[Haskell-cafe] First steps in Haskell
Simon Peyton-Jones
simonpj at microsoft.com
Tue Dec 20 03:45:08 EST 2005
| (mild) culture shock here. It is typical for people in the Haskell
| community to view things in a rather principled way. A language
| tutorial is supposed to introduce /the language/. If you want to know
| how to compile or execute a Haskell program, well then, look at the
| appropriate tutorial on the /implementation/. At first this may appear
| like deliberately creating hurdles, but it isn't, it's merely the way
| many (though not all) Haskell people tend to think. They take it for
| granted that a new user is at least educated enough to be aware of the
| difference between the language itself, and its concrete implementation
| in the form of an interpretation or a compilation system.

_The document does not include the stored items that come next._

PR #409, opened 2021-08-12
Fix handling of null value in from_adjacency_matrix

### LINKED ISSUE #408: Make a graph from an adjacency matrix with negative elements
### Information

- **retworkx version**:0.9.0
- **Python version**:3.9.6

I, for one, don't take it for granted! Furthermore, I think the Haskell community is pretty friendly; for example, a great deal of entirely non-condescending advice is given to newcomers on Haskell Café. I'm certain there are hurdles, but I think on the whole they are there by accident rather than design. (Apart from functional programming itself, which often is a bit of a hurdle, but that's the reason we are here!)
It turns out that there are a couple of introductory Wiki pages already:
http://www.haskell.org/hawiki/HaskellNewbie
http://www.haskell.org/hawiki/HaskellDemo
It'd be great if someone would like to improve them in the light of this thread. (Anyone can do this.) Ideally there should be a single Wiki page that the Haskell.org web site can point to; perhaps the editing could bear that in mind?